文摘The sustainability of a country inevitably depends on proper taxation system. To date, there are many taxes implemented by the ruling authorities of a country. The taxes that are sourced from stock markets or share markets are paramount to better govern a country. The capital gain tax (CGT), which is incurred in disposing the shares or stocks owned by an investor or an institution, is one of the taxes implemented in stock markets. Though in the past many attempts have been made to properly streamline the CGT, the methodologies or the approaches used in the implementation of CGT, even in the United States, are not well-grounded from a scientific point of view. Therefore, in this paper, a simplified approach based on the assumption that the CGT is implemented on a yearly basis is proposed.
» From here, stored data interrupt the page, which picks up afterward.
Issue #3326, opened 2018-12-12
Agenda for Dec. 12, 2018 Compiler Architecture Meeting


0xdaryl:
### Agenda

1.  Create an issue template for new compiler IL opcode requests  (#3236) [ @0xdaryl   ]
2.  API to ask about the type a compare opcode operates on (#3302) [ @andrewcraik ]
3.  TR namespace usage (#3306) [ @Leonardo2718 ]

[Replay](https://www.youtube.com/watch?v=aKLJzEaWMXg)

### Details
Wednesday, Dec. 12, 2018 @ 15:30 EST (GMT -5), 90 minutes maximum

Join [Webex](https://ibm.webex.com/ibm/j.php?MTID=m0b56f0ccbf2ebb90a67094b48b7e1ec8)

Meeting number (access code): 929 612 565
Meeting password: omrrocks!

North America call-in number: 1-844-531-0958

[Other global call-in numbers (for audio only)](https://ibm.webex.com/cmp3300/webcomponents/widget/globalcallin/globalcallin.do?siteurl=ibm&serviceType=MC&eventID=729622812&tollFree=1)

**This meeting will be recorded and posted to the [Eclipse OMR YouTube channel](https://www.youtube.com/channel/UCO8MkTRrFnLefi5nqReOMMA).**

PR #3520, opened 2019-01-28
Refine the guidance on using the TR namespace

### LINKED ISSUE #2084: Document proper use of the TR:: namespace

### LINKED ISSUE #3306: Revisit philosophy and use of the TR:: Namespace
#3287 has raised some questions about whether non-extensible classes in the OMR compiler component should go in the `TR` namespace or the `OMR` namespace. Although a discussion that happened over a year ago provides some guidance for this, the lack of consensus on the topic now suggests that further clarification is needed and a potential change of guideline may be warranted.

To summarize various issues related to the topic:

I believe the original discussion about when to use `TR::` vs. `OMR::` began in #788. The conclusion resulted in #817 which added the following paragraph in [Extensible_Classes_in_OMR.md](https://github.com/eclipse/omr/blob/master/doc/compiler/extensible_classes/Extensible_Classes_in_OMR.md#namespaces):

> In the case of classes that aren't extensible, It is perfectly legitimate to create a class directly in the TR:: namespace if it's complete and can and should be used as-is.

The paragraph can be interpreted to mean that non-extensible classes *should* go in the `TR` namespace (although that's not strictly what it says). A follow up issue like #1650 seems to support this interpretation.

Although not directly related, #1706 and #1885 discuss using component-level namespaces and moving class in the compiler component from `OMR::` to `OMR::Compiler::`. The issues don't address what goes and doesn't go in the `TR` namespace but do mention some subtleties of how the namespace is used.

Finally, #2084 proposes to clarify "proper use" of the `TR` namespace and to move the documentation outside of [Extensible_Classes_in_OMR.md](https://github.com/eclipse/omr/blob/master/doc/compiler/extensible_classes), since the namespace is also used for non-extensible classes.

Recent discussions, including #3287, have put into question whether the guideline to put non-extensible classes in the `TR` namespace is appropriate. This issue aims to track people's current thoughts on the topic and to develop more complete and precise guidelines for the use of `TR::`.

A non-executive list of points to consider:

- what are the implications of using the `TR` vs. `OMR` (vs. `OMR::Compiler`) namespaces for non-extensible classes in downstream projects?
- what work will have to be done to move existing non-extensible classes from `TR::` to `OMR::` (or `OMR::Compiler::`?
- what should happen with classes that use the `TR_` prefix in stead of `TR::` (a convention used in the compiler component long before it was opensourced)?

FYI @0xdaryl @mstoodle @fjeremic @vijaysun-omr

0xdaryl:
Per the discussion at the Compiler Architecture Meeting (#3326)
and the resolution in #3306, the `TR` namespace shall be used
for the public API of the compiler component that is consumable
by downstream projects.  This PR clarifies the language and
references the umbrella issue that tracks the work to migrate
the existing public API to the `TR` namespace.

Closes #3306
Closes #2084

### DIFF
--- a/compiler/README.md
+++ b/compiler/README.md
@@ -1,5 +1,5 @@
 <!--
-Copyright (c) 2016, 2018 IBM Corp. and others
+Copyright (c) 2016, 2019 IBM Corp. and others
 
 This program and the accompanying materials are made available under
 the terms of the Eclipse Public License 2.0 which accompanies this
@@ -10,7 +10,7 @@ is available at https://www.apache.org/licenses/LICENSE-2.0.
 This Source Code may also be made available under the following
 Secondary Licenses when the conditions for such availability set
 forth in the Eclipse Public License, v. 2.0 are satisfied: GNU
-General Public License, version 2 with the GNU Classpath 
+General Public License, version 2 with the GNU Classpath
 Exception [1] and GNU General Public License, version 2 with the
 OpenJDK Assembly Exception [2].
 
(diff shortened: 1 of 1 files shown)


0xdaryl:
@Leonardo2718, would you mind reviewing/merging please?

Leonardo2718:
Documentation only change so no builds are required. Merging.

PR #3523, opened 2019-01-29
Allow alternative path to merge to else block

liqunl:
If `elseBlock` and `mergeBlock` are identical, the user wants to create
an alternate path that after completion will jump back to the fall
through of the if test.

```
      ifBlock
       |    \
       |     \
       |   thenBlock
       |    /
       |   /
   mergeBlock/elseBlock
```
  
Under current implementation, `ifBlock` is constructed by splitting
`elseBlock` after prepending `ifTree` to `elseBlock`. The old
`elseBlock` will become `ifBlock`, `elseBlock` will get a new value
after split. If `mergeBlock` is the same as `elseBlock`, then it will be
the same as `ifBlock` after split. The alternate path `thenBlock` will
merge to `ifBlock` if we don't update `mergeBlock`, resulting in a
infinite loop. Fix it.

### DIFF
--- a/compiler/optimizer/OMRTransformUtil.cpp
+++ b/compiler/optimizer/OMRTransformUtil.cpp
@@ -1,5 +1,5 @@
 /*******************************************************************************
- * Copyright (c) 2000, 2018 IBM Corp. and others
+ * Copyright (c) 2000, 2019 IBM Corp. and others
  *
  * This program and the accompanying materials are made available under
  * the terms of the Eclipse Public License 2.0 which accompanies this
@@ -406,9 +406,15 @@ OMR::TransformUtil::createConditionalAlternatePath(TR::Compilation* comp,
    {
    cfg->setStructure(0);
 
+   bool mergeToElseBlock = (elseBlock == mergeBlock);
+
    TR::Block* ifBlock = elseBlock;
    ifBlock->prepend(ifTree);
    elseBlock = ifBlock->split(ifTree->getNextTreeTop(), cfg, false /*fixupCommoning*/, true /*copyExceptionSuccessors*/);
+
+   // Since `elseBlock` is changed above, update `mergeBlock`
+   if (mergeToElseBlock)
+      mergeBlock = elseBlock;
 
    TR::Block * thenBlock = TR::Block::createEmptyBlock(thenTree->getNode(), comp, 0, elseBlock);
    if (markCold)


compiler/optimizer/OMRTransformUtil.cpp
```diff
@@ -406,10 +406,15 @@ OMR::TransformUtil::createConditionalAlternatePath(TR::Compilation* comp,
    {
    cfg->setStructure(0);
 
+   bool mergeToElseBlock = elseBlock == mergeBlock ? true : false;
```
Leonardo2718: Why not just:

```suggestion
   bool mergeToElseBlock = elseBlock == mergeBlock;
```
Or maybe:
```suggestion
   bool mergeToElseBlock = (elseBlock == mergeBlock);
```

compiler/optimizer/OMRTransformUtil.cpp
```diff
@@ -406,10 +406,15 @@ OMR::TransformUtil::createConditionalAlternatePath(TR::Compilation* comp,
...
+
    TR::Block* ifBlock = elseBlock;
    ifBlock->prepend(ifTree);
    elseBlock = ifBlock->split(ifTree->getNextTreeTop(), cfg, false /*fixupCommoning*/, true /*copyExceptionSuccessors*/);
 
+   if (mergeToElseBlock)
```
Leonardo2718: Is there a reason for using a dedicated variable instead of just:

```suggestion
   if (elseBlock == mergeBlock)
```

Also, given that `elseBlock` and `mergeBlock` are pointers, if `elseBlock == mergeBlock` then isn't `mergeBlock = elseBlock` a no-op?

liqunl: `elseBlock` is changed at line 413. `split` creates a new block and assign it to `elseBlock`.

Leonardo2718: I see. Thank you for clarifying that. :slightly_smiling_face:

Leonardo2718:
@genie-omr build all

liqunl:
@Leonardo2718 My bad, forgot the copyright. Updated the commit with copyright change.

Leonardo2718:
@genie-omr build all

vijaysun-omr:
While I think I understand the change in the narrow sense of what you changed with this PR, I feel it would be useful to understand better 
a) the control flow in the case when "else block" is the same as the "merge block" 
and 
b) what was going wrong that necessitated this change.

i.e. the change has the feel of a functional bug fix but it would help if that bug was clearly explained.

liqunl:
@vijaysun-omr Updated the commit message to explain the problem this change is trying to fix.

vijaysun-omr:
@genie-omr build all

vijaysun-omr:
The longer description gives a better sense for the problem being solved by this code change. Merging since reviews are done and checks have passed.

PR #3524, opened 2019-01-29
WIP: Add rdbar handling in NullChk evaluator

dchopra001:
NullChk's special case in compressed pointers where the node to be null checked is not the iiload but its child (ex. an aload) will now also handle the case where the child is rdbar node.


fjeremic:
@genie-omr build all

dchopra001:
> This code really belongs in OpenJ9. I see the x86 implementation already exists there. @dchopra001 could you open up a beginner issues to migrate this code on all codegens to OpenJ9?
https://github.com/eclipse/omr/issues/3530

PR #3531, opened 2019-01-30
Fix vector load/store instruction large displacement bug

NigelYiboYu:
Fix vector load/store instruction large displacement bug

Fix a problem in VRS, VSI, and VRV vector-storage instruction
formats to handle large displacements correctly.

The fix consists of two parts: an instruction selection phase change and
a binary encoding change. Both of these changes aim to use a scratch register
to hold the base+displacement value if a vector load/store instruction has a
displacement that exceeds the 12-bit signed integer range.

### DIFF
--- a/compiler/z/codegen/OMRMemoryReference.cpp
+++ b/compiler/z/codegen/OMRMemoryReference.cpp
@@ -2034,6 +2034,11 @@ OMR::Z::MemoryReference::alignmentBumpMayRequire4KFixup(TR::Node * node, TR::Cod
    return false;
    }
 
+/**
+ * \brief
+ *  Enforces format limits on several instruction formats that have a displacement and base register without
+ *  an index register. This routine was originally meant for SS formats and is now used on SS, VRS, VRV and VSI formats.
+*/
 TR::Instruction *
 OMR::Z::MemoryReference::enforceSSFormatLimits(TR::Node * node, TR::CodeGenerator * cg, TR::Instruction *preced)
    {
@@ -2047,11 +2052,7 @@ OMR::Z::MemoryReference::enforceSSFormatLimits(TR::Node * node, TR::CodeGenerato
 TR::Instruction *
 OMR::Z::MemoryReference::enforceRSLFormatLimits(TR::Node * node, TR::CodeGenerator * cg, TR::Instruction *preced)
    {
-   bool forceDueToAlignmentBump = self()->alignmentBumpMayRequire4KFixup(node, cg);
-   // call separateIndexRegister first so any large offset is handled along with the index register folding
-   preced = self()->separateIndexRegister(node, cg, true, preced, forceDueToAlignmentBump); // enforce4KDisplacementLimit=true
-   preced = self()->enforce4KDisplacementLimit(node, cg, preced, false, forceDueToAlignmentBump);
-   return preced;
+   return self()->enforceSSFormatLimits(node, cg, preced);
    }
 
 TR::Instruction *
@@ -3032,7 +3033,18 @@ OMR::Z::MemoryReference::generateBinaryEncoding(uint8_t * cursor, TR::CodeGenera
              instructionFormat == TR::Instruction::IsSS1 ||
              instructionFormat == TR::Instruction::IsSS2 ||
              instructionFormat == TR::Instruction::IsSS4 ||
-             instructionFormat == TR::Instruction::IsS)
+             instructionFormat == TR::Instruction::IsS   ||
+             instructionFormat == TR::Instruction::IsRIS ||
+             instructionFormat == TR::Instruction::IsRRS ||
+             instructionFormat == TR::Instruction::IsSSE ||
+             instructionFormat == TR::Instruction::IsSSF ||
+             // Vector instruction formats that have 12-bit displacements and no index registers
+             instructionFormat == TR::Instruction::IsVSI ||
+             instructionFormat == TR::Instruction::IsVRV ||
+             instructionFormat == TR::Instruction::IsVRSa||
+             instructionFormat == TR::Instruction::IsVRSb||
+             instructionFormat == TR::Instruction::IsVRSc||
+             instructionFormat == TR::Instruction::IsVRSd)
             {
             TR_ASSERT_FATAL(base != NULL, "Expected non-NULL base register for long displacement on %s [%p] instruction", instr->getOpCode().getMnemonicName(), instr);
 
--- a/compiler/z/codegen/S390GenerateInstructions.cpp
+++ b/compiler/z/codegen/S390GenerateInstructions.cpp
@@ -2051,24 +2051,38 @@ TR::Instruction * generateVRRiInstruction(
 /* Note subtle differences between register types and optionality of masks between these 3*/
 TR::Instruction *
 generateVRSaInstruction(TR::CodeGenerator * cg, TR::InstOpCode::Mnemonic op, TR::Node * n, TR::Register * targetReg, TR::Register * sourceReg, TR::MemoryReference * mr,
-                        uint8_t mask4 /* 4 bits */)
+                        uint8_t mask4 /* 4 bits */, TR::Instruction* preced)
    {
-   return new (INSN_HEAP) TR::S390VRSaInstruction(cg, op, n, targetReg, sourceReg, mr, mask4);
+   preced = mr->enforceSSFormatLimits(n, cg, preced);
+
+   if (preced)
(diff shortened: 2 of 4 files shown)


fjeremic:
We really ought to add Tril testing for such cases. This would have been caught long ago. @Leonardo2718 do we have a timeline when we may support processor detection for Tril testing? Such a test for this bug would have required z13 machines.

compiler/z/codegen/OMRMemoryReference.cpp
```diff
@@ -3032,7 +3032,14 @@ OMR::Z::MemoryReference::generateBinaryEncoding(uint8_t * cursor, TR::CodeGenera
...
              instructionFormat == TR::Instruction::IsSS4 ||
-             instructionFormat == TR::Instruction::IsS)
+             instructionFormat == TR::Instruction::IsS   ||
+             // Vector instruction formats that have 12-bit displacements and no index registers
+             instructionFormat == TR::Instruction::IsVSI ||
+             instructionFormat == TR::Instruction::IsVRV ||
+             instructionFormat == TR::Instruction::IsVRSa||
+             instructionFormat == TR::Instruction::IsVRSb||
+             instructionFormat == TR::Instruction::IsVRSc||
+             instructionFormat == TR::Instruction::IsVRSd)
```
fjeremic: @NigelYiboYu did you confirm these are the only formats without an index register?

NigelYiboYu: Yes, these are the vector-storage formats (z13 and above) that don't have an index register. Their memory reference are **D(B)**, with D being 12-bits signed.

The only vector-storage format that has **D(X,B)** is VRS format.

Let me check non-vector formats....

NigelYiboYu: For non-vector instructions, we missed some trivial formats: **RIS, RRS, SSE and SSF.** I'll add them just in case. However, note that these are either not used in the JIT code base or not used for large jumps in practice. 

There are only 8 RIS and RRS instructions and they are all compare-and-branch instructions such as CIB, CGIB, and etc. They usually don't jump to far.

We have no use of SSE in the JIT.

SSF format consists of 5 instructions, two of which are used: LDP and LGPD.

fjeremic: This is certainly an oversight. We should fix all the ones you noted as well. Let's add them to the list.

Leonardo2718:
@fjeremic 

> @Leonardo2718 do we have a timeline when we may support processor detection for Tril testing? Such a test for this bug would have required z13 machines.

#3539 :slightly_smiling_face:

compiler/z/codegen/OMRMemoryReference.cpp
```diff
@@ -2047,11 +2052,7 @@ OMR::Z::MemoryReference::enforceSSFormatLimits(TR::Node * node, TR::CodeGenerato
 TR::Instruction *
 OMR::Z::MemoryReference::enforceRSLFormatLimits(TR::Node * node, TR::CodeGenerator * cg, TR::Instruction *preced)
    {
-   bool forceDueToAlignmentBump = self()->alignmentBumpMayRequire4KFixup(node, cg);
```
NigelYiboYu: This is exactly the same as `enforceSSFormatLimits`. Remove redundant code.

compiler/z/codegen/OMRMemoryReference.cpp
```diff
@@ -2076,9 +2077,7 @@ OMR::Z::MemoryReference::enforce4KDisplacementLimit(TR::Node * node, TR::CodeGen
    if (self()->ignoreNegativeOffset())
       return preced;
 
-   TR_ASSERT(!forcePLXFixup, "This logic is only used for markAndAdjustForLongDisplacementIfNeeded. You probably want the other flag.");
```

The CGT is calculated for each stock owned by an investor or an institution. The approach is implemented using an open access platform: AMP (Apache-MySQL-PHP). Subsequently, the proposed approach is tested using some hypothetical data. The proposed approach, which is easy-to-use, practical and un-biased, is of use to any country that is willing to progress towards the sustainability. Moreover, the proposed approach with the current technology will enhance the developing nations which have large size of informal economy, on designing and implementing effective tax policies and administrations.